4.3 Fractional Gravity and Multifractional Spacetime (S17–S20)

This group of references represents a significant escalation in speculative content. While fractional mechanics (S15–S16) applies established mathematical tools to experimentally accessible systems, fractional gravity applies them to spacetime itself—a domain where direct experimental tests are, at present, extremely limited.

S17: Vacaru (2010). “Fractional Dynamics from Einstein Gravity, General Solutions, and Black Holes,” arXiv:1004.0628.

“Fractional Blackholes” is informal view of the content here but captures the content. Vacaru investigates how fractional calculus can be integrated into the geometry of spacetime, using the Caputo derivative on nonholonomic manifolds. The paper constructs fractional deformations of Schwarzschild and Kerr black hole solutions.

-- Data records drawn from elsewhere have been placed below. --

PR #777, opened 2023-10-17
Correct how periodic concurrency works in PACG

nv-braf:
I've changed the PA config generator to correctly reflect how periodic concurrency is supposed to work (start:stop:range). 

This incorporates all the new CLI/config fields and updates unit testing to check that the correct number (and value) of configs are generated when periodic concurrency is searched.

I've also updated the default search values to keep the number of searches under 100. The algorithm will search by powers of 2 (just like how the other searches work in brute mode).


model_analyzer/config/generate/perf_analyzer_config_generator.py
```diff
@@ -247,16 +248,52 @@ def _create_concurrency_list(self) -> List[int]:
...
+                    ):
+                        continue
+
+                    periodic_concurrencies.append(
+                        f"{min_periodic_concurrency}:{max_periodic_concurrency}:{step}"
+                    )
+        return periodic_concurrencies
+
+    def _is_illegal_periodic_concurrency_combination(
+        self, min: int, max: int, step: int
```
nv-hwoo, line 287:
```suggestion
        self, start: int, end: int, step: int
```

model_analyzer/config/generate/perf_analyzer_config_generator.py
```diff
@@ -247,16 +248,52 @@ def _create_concurrency_list(self) -> List[int]:
...
+            self._cli_config.run_config_search_max_periodic_concurrency,
+        )
+
+        step_doubled_list = utils.generate_doubled_list(
+            self._cli_config.run_config_search_min_periodic_concurrency_step,
+            self._cli_config.run_config_search_max_periodic_concurrency_step,
+        )
+
+        for min_periodic_concurrency in periodic_concurrency_doubled_list:
+            for max_periodic_concurrency in periodic_concurrency_doubled_list:
```
nv-hwoo, line 274: Since we are looking for a valid `<start:end:step>` combination, I think we it would be more accurate to call them `start` and `end` instead of min and max.

```suggestion
        for start in periodic_concurrency_doubled_list:
            for end in periodic_concurrency_doubled_list:
```

model_analyzer/config/generate/perf_analyzer_config_generator.py
```diff
@@ -247,16 +248,52 @@ def _create_concurrency_list(self) -> List[int]:
                 self._cli_config.run_config_search_max_concurrency,
             )
 
-    def _create_periodic_concurrency_list(self) -> List[int]:
+    def _create_periodic_concurrency_list(self) -> List[str]:
         if self._model_parameters["periodic_concurrency"]:
             return sorted(self._model_parameters["periodic_concurrency"])
```
nv-hwoo, line 253: Does this also return `List[str]`?

model_analyzer/config/generate/perf_analyzer_config_generator.py
```diff
@@ -247,16 +248,52 @@ def _create_concurrency_list(self) -> List[int]:
...
+    def _is_illegal_periodic_concurrency_combination(
+        self, min: int, max: int, step: int
+    ) -> bool:
+        if min > max:
+            return True
+        elif max == min and step != 1:
+            return True
+        elif (max - min) % step:
+            return True
+
```
nv-hwoo, line 295: Remove whitespace

model_analyzer/config/input/config_list_numeric.py
```diff
@@ -103,7 +103,14 @@ def set_value(self, value):
         try:
             if self._is_string(value):
                 self._value = []
-                value = value.split(",")
+                if "," in value:
+                    value = value.split(",")
+                elif ":" in value:
```
nv-hwoo, line 108: Is there reason why we can't use comma as a separator for periodic concurrency? Seems like it was already using comma for other inference loads

nv-braf: This is how it's documented in PA:
```--periodic-concurrency-range <start:end:step>```

Just wanted to keep us consistent.

model_analyzer/config/generate/perf_analyzer_config_generator.py
nv-braf: Yes `self._model_parameters["periodic_concurrency"]` returns a List[str]

model_analyzer/config/generate/perf_analyzer_config_generator.py
nv-braf: Fixed

model_analyzer/config/generate/perf_analyzer_config_generator.py
nv-braf: Agreed. I've made the change

model_analyzer/config/input/config_list_numeric.py
nv-hwoo: Is the `ConfigListNumeric` class still used for periodic concurrency? I see that periodic concurrency is using `ConfigListString`

nv-braf: No, it's using `ConfigListString`. The change in `ConfigListNumeric` is for non-periodic concurrency. So, the user can specify <start:end:step> without needing to create a dictionary: `--concurrency 5:50:5`

For periodic concurrency they specify a string like: `"5:50:5", "10:100:10"` which can contain multiple sets of <start:stop:end> (vs. ConfigListNumeric which only allows a single set).

PR #781, opened 2023-10-31
Adding illegal LLM checks w/ unit testing + some minor cleanup

nv-braf:
Add in checks for illegal combination of options when running an LLM model through MA.

### DIFF
--- a/model_analyzer/config/input/config_command_report.py
+++ b/model_analyzer/config/input/config_command_report.py
@@ -209,6 +209,10 @@ class ConfigCommandReport(ConfigCommand):
 
         super().set_config_values(args)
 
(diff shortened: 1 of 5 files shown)


model_analyzer/config/input/config_command_report.py
```diff
@@ -209,6 +209,10 @@ def set_config_values(self, args):
 
         super().set_config_values(args)
 
+    # TODO: Update this when adding support for detailed reporting
```
debermudez, line 212: Do we no longer tag these with ticket numbers?

nv-braf: I've added the ticket number.

debermudez (approved):

PR #784, opened 2023-11-02
Output config.pbtxt when in remote mode

nv-braf:
Currently we are not outputting anything about the configuration when we are in remote mode (as we don't have access to the model). This change is to output the `config.pbtxt` variant for each configuration MA creates.

### DIFF
--- a/model_analyzer/record/metrics_manager.py
+++ b/model_analyzer/record/metrics_manager.py
@@ -347,35 +347,74 @@ class MetricsManager:
         repository and fills directory with config
         """
 
-        variant_name = variant_config.variant_name
         if self._config.triton_launch_mode != "remote":
-            model_repository = self._config.model_repository
+            self._create_non_remote_mode_model_variant(
+                original_name, variant_config, ignore_first_config_variant
+            )
+        else:
+            self._create_remote_mode_model_variant(original_name, variant_config)
 
-            original_model_dir = os.path.join(model_repository, original_name)
-            new_model_dir = os.path.join(self._output_model_repo_path, variant_name)
-            try:
-                # Create the directory for the new model
-                os.makedirs(new_model_dir, exist_ok=True)
-                self._first_config_variant.setdefault(original_name, None)
+    def _create_non_remote_mode_model_variant(
+        self,
+        original_name: str,
+        variant_config: ModelConfigVariant,
+        ignore_first_config_variant: bool = False,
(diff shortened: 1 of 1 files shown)


model_analyzer/record/metrics_manager.py
```diff
@@ -347,35 +347,74 @@ def _create_model_variant(
...
+        original_model_dir = os.path.join(model_repository, original_name)
+        new_model_dir = os.path.join(self._output_model_repo_path, variant_name)
+        try:
+            # Create the directory for the new model
+            os.makedirs(new_model_dir, exist_ok=True)
+            self._first_config_variant.setdefault(original_name, None)
+
+            if ignore_first_config_variant:
+                variant_config.model_config.write_config_to_file(
+                    new_model_dir, original_model_dir, None
```
tgerdesnv, line 379: I'm obviously very rusty, so bear with me. Is this "ignore" still creating directories and writing out an empty file?

model_analyzer/record/metrics_manager.py
```diff
@@ -347,35 +347,74 @@ def _create_model_variant(
         repository and fills directory with config
         """
 
-        variant_name = variant_config.variant_name
         if self._config.triton_launch_mode != "remote":
-            model_repository = self._config.model_repository
+            self._create_non_remote_mode_model_variant(
+                original_name, variant_config, ignore_first_config_variant
```
tgerdesnv, line 352: What does ignore_first_config_variant do?

what is the difference in the code between remote vs non-remote? As far as I can tell the only difference is the use of ignore_first_config_variant. Is that true?

model_analyzer/record/metrics_manager.py
nv-braf: It gets passed through multiple methods and eventually has an effect in `model_config.py::write_config_to_file`, but I haven't changed the behavior around this logic.

model_analyzer/record/metrics_manager.py
nv-braf: See my above comment. It's not relevant for remote mode because there is no actual model to write into the directory. The difference btw. remote and non-remote is that non-remote will have the `config.pbtxt` along with the model; remote mode only has the `config.pbtxt` (since the model is on a remote machine and MA doesn't have access to it).

tgerdesnv (approved):

Issue #800, opened 2023-12-20
Client batch size for quick search method


TheConstant3:
Is it possible to set specific client batch size for all or one profiling models?
While quick search client batch size always starts from 1, but my models will process batches more then 32. How can i test my models with batch size > 32 only?

tgerdesnv:
Unfortunately, at this time setting the client batch size with quick search is not supported.

One option is to use [Brute Search](https://github.com/triton-inference-server/model_analyzer/blob/main/docs/config_search.md#brute-search-mode) instead of quick search. This will take more time but will test all desired combinations.

Another option that may work is using quick search with setting `--run_config_search_min_model_batch_size=32`. That would still send client requests one at a time, but the testing would be done with high enough concurrency such that Triton should always be able to batch 32 or more together on the server side.

Another option would be to wait for us to add support for this. Adding support for a single static client batch size doesn't look like it would be too hard

lzcchl:
Yes, I also have this requirement. When evaluating the ensemble model using model analyzer, the maximum throughput obtained is 120. However, when I use perf analyzer to execute the model, I can get a maximum throughput of 220. After comparison, I found that the parameter - b of perf analyzer is in effect. 

However, when I set batch sizes in model analyzer, the log I see still shows client batch size=1, which makes me very confused, Because I am using version R23.12, does the 24.01 version of the model analyzer support modifying the batch size for quick search.

tgerdesnv:
As of 23.12 (and will be still true for 24.01):
- Quick search still only supports a fixed batch size of 1. I have a draft PR up to support a different (but still fixed) batch size. I'm waiting on a team lead to come back from a medical procedure to review it.
- Brute search only supports a single model. The search time exponentially grows to days and weeks for brute multi-model, so there is no plan to add support for brute multi-model
- There are some known issues around non-1 batch sizes in the reports

There is an effort in place to significantly improve quick search to be able to support searching any args (including batch size). This is probably still a couple months away.

PR #802, opened 2023-12-20
Proposed changes to support a single client batch size for quick search

tgerdesnv:
Potential fix for https://github.com/triton-inference-server/model_analyzer/issues/800


the-david-oy:
Closing, as this effort is no longer being developed for now. Optuna search is now supported to provide similar functionality.

Issue #791, opened 2023-11-24
Illegal configuration ensemble model, when a config.pbtxt of a submodel is auto generated


SDJustus:
Hi folks,

trying out the model analyzer I noticed, that illegal configurations occur, when autogenerating a config for an ONNX-Model. 
This happens due to the max_batch_size, which is set to 1 form my ensemble model and is set to 4 (along with the prefered_batch_size) for the ONNX Model by Triton, since this is the default for this backend...

Is it expected behaviour for the configs generated by the model analyzer to be illegal in this case, since this configuration is deployable on Triton and works?

SDJustus:
I think this is due to the model_analyzer trying to set the max_batch_size of the submodel to 1 while there is an dynamic_batching entry autogenerated.
```
dynamic_batching {
  preferred_batch_size: 4
}
```

tgerdesnv:
What you are describing makes sense and sounds like a bug. There is code that tries to avoid illegal combinations, but something around autogeneration of configs and/or interaction with ensembles may be misbehaving. 

It would be helpful to have a simple repro of the issue. I don't need a model, but any configs or the CLI options you sent into MA would help me to reproduce and fix the issue.

SDJustus:
I'll get a minimal example tomorrow. :)

SDJustus:
[ensemble-model.zip](https://github.com/triton-inference-server/model_analyzer/files/13526078/ensemble-model.zip)

SDJustus:
Thanks for digging further into it. Really appreciate the effort.

PR #810, opened 2024-01-11
Fix loading of composing models for ensembles

tgerdesnv:
Before this change, there was no way for Model Analyzer to load ensemble composing models via the API. This meant that they all defaulted to auto-complete configs. Now (with a required change to Triton) they can be loaded and won't be overwritten when the main ensemble config is loaded.

Fixes https://github.com/triton-inference-server/model_analyzer/issues/791
Needs this change to work: https://github.com/triton-inference-server/core/pull/304

### DIFF
--- a/model_analyzer/record/metrics_manager.py
+++ b/model_analyzer/record/metrics_manager.py
@@ -430,19 +430,15 @@ class MetricsManager:
         """
         Loads all model variants in the client
         """
-        # TODO TMA-1487: Make BLS and ensemble both load all composing model variants first
         for mrc in run_config.model_run_configs():
+            # Load all composing model variants first, and then the parent model
+            for composing_config_variant in mrc.composing_config_variants():
+                if not self._load_model_variant(
+                    variant_config=composing_config_variant
+                ):
+                    return False
             if not self._load_model_variant(variant_config=mrc.model_config_variant()):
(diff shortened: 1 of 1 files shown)


model_analyzer/record/metrics_manager.py
```diff
@@ -430,19 +430,15 @@ def _load_model_variants(self, run_config: RunConfig) -> bool:
         """
         Loads all model variants in the client
         """
-        # TODO TMA-1487: Make BLS and ensemble both load all composing model variants first
         for mrc in run_config.model_run_configs():
+            # Load all composing model variants first, and then the parent model
+            for composing_config_variant in mrc.composing_config_variants():
```
debermudez, line 435: Why are we no longer checking if mrc is a bls model?

debermudez (approved):
Discussed offline. This is good to go

model_analyzer/record/metrics_manager.py
tgerdesnv: We need to always load composing models now, including for ensembles, since we go through the API and don't want default configs to be loaded.

debermudez: Conclusion: all models need to load sub models first so the bls check is pointless now.

PR #834, opened 2024-03-11
 Update README and versions for 1.38.0 / 24.03

mc-nv:


nv-kmcgill53 (approved):
Thanks for covering me

PR #839, opened 2024-03-18
New Records for LLM metrics

nv-braf:
I've added Records to MA for the new LLM metrics:

- Inter Token Latency: min, max, avg, p75, p90, p99
- Time to First Token Latency: min, max, avg, p75, p90, p99
- Output Token Throughput


model_analyzer/record/types/inter_token_latency_avg.py
```diff
@@ -0,0 +1,96 @@
...
+from model_analyzer.record.record import DecreasingRecord
+
+
+@total_ordering
+class InterTokenLatencyAvg(DecreasingRecord):
+    """
+    A record for perf_analyzer Inter token latency metric
+    """
+
+    tag = "inter_token_latency_avg"
```
tgerdesnv, line 28: Is there not a way to code these up such that we only need one base class and 6 derived classes for InterTokenLatency?

nv-braf: There probably is and that would save us a little bit of code since the __lt__, __eq__, __add__, __sub__ wouldn't need to be replicated, but everything else in the class is still required or am I missing something?

tgerdesnv: I think in my mind this was also going to collapse the number of files and comments, and that it would end up parameterized where the tag and header were passed in to a template or something. I'm fine with how this is though.

tgerdesnv (approved):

S18–S20: Calcagni’s Multifractional Spacetime Program (2010–2013).

Gianluca Calcagni has developed a systematic program exploring what happens when the dimensionality of spacetime is not fixed but scale-dependent—a scenario motivated by several approaches to quantum gravity (loop quantum gravity, causal dynamical triangulations, asymptotic safety) that predict dimensional flow: the spectral dimension of spacetime runs from $\sim 4$ at large scales to $\sim 2$ in the ultraviolet.

S18: “Gravity on a multifractal” (arXiv:1012.1244, submitted 2010, published 2011).

This paper introduces the basic framework: field theory on a spacetime equipped with a Lebesgue-Stieltjes measure that encodes dimensional flow. The action is modified by replacing the standard volume form $d^D x$ with a measure $d\varrho(x)$ that depends on a profile function controlling the effective dimension at each scale. Calcagni derives the modified Einstein equations and explores cosmological implications.

The key physical idea is that dimensional flow toward $D_{\text{eff}} \sim 2$ in the UV could tame the ultraviolet divergences of quantum gravity, since Einstein gravity is renormalizable in two dimensions. Whether this mechanism survives quantization is an open question.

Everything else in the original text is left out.